PROBLEM TO WORK ON
From the line that contains "Parent object: 0x558de9f4e6e0" to the last line of the entries, write each line out exactly; include both ends and nothing else.

RECORDS PROVIDED
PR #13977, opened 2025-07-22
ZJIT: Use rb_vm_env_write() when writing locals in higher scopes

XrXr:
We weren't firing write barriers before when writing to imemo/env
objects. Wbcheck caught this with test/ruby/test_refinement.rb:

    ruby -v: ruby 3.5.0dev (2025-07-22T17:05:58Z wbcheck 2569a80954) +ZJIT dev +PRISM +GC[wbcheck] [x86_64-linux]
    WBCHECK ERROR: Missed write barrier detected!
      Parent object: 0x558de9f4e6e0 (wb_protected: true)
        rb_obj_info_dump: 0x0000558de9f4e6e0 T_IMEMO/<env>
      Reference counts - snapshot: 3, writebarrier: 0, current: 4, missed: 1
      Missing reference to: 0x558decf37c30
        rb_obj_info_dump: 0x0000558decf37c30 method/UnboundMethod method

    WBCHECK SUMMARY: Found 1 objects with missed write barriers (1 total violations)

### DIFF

FINISHED EXERCISE
      Parent object: 0x558de9f4e6e0 (wb_protected: true)
        rb_obj_info_dump: 0x0000558de9f4e6e0 T_IMEMO/<env>
      Reference counts - snapshot: 3, writebarrier: 0, current: 4, missed: 1
      Missing reference to: 0x558decf37c30
        rb_obj_info_dump: 0x0000558decf37c30 method/UnboundMethod method

    WBCHECK SUMMARY: Found 1 objects with missed write barriers (1 total violations)

### DIFF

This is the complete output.